PR #825, opened 2024-09-09
Set 4c16g for e2e-cpu and 8c30g for e2e-gpu

cydrain:


alexanderguzhva:
@cydrain Do I get it correct that "Set 4c16g for e2e-cpu and 8c30g for e2e-gpu" means that you set 4c16g for both e2e-cpu and e2e-gpu, because this is what this PR does?

cydrain:
> @cydrain Do I get it correct that "Set 4c16g for e2e-cpu and 8c30g for e2e-gpu" means that you set 4c16g for both e2e-cpu and e2e-gpu, because this is what this PR does?

@alexanderguzhva, 
Setting limits and requests to be the same is to ensure that these resources are exclusive during the e2e process.
For e2e-cpu and e2e-arm, less resources of 4c16g are required, while for e2e-gpu, more resources of 8c30g are needed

Your task | Every line from the line containing "Setting limits and" to the last line of the material above must be repeated exactly, and no other line.

Written answer |
Setting limits and requests to be the same is to ensure that these resources are exclusive during the e2e process.
For e2e-cpu and e2e-arm, less resources of 4c16g are required, while for e2e-gpu, more resources of 8c30g are needed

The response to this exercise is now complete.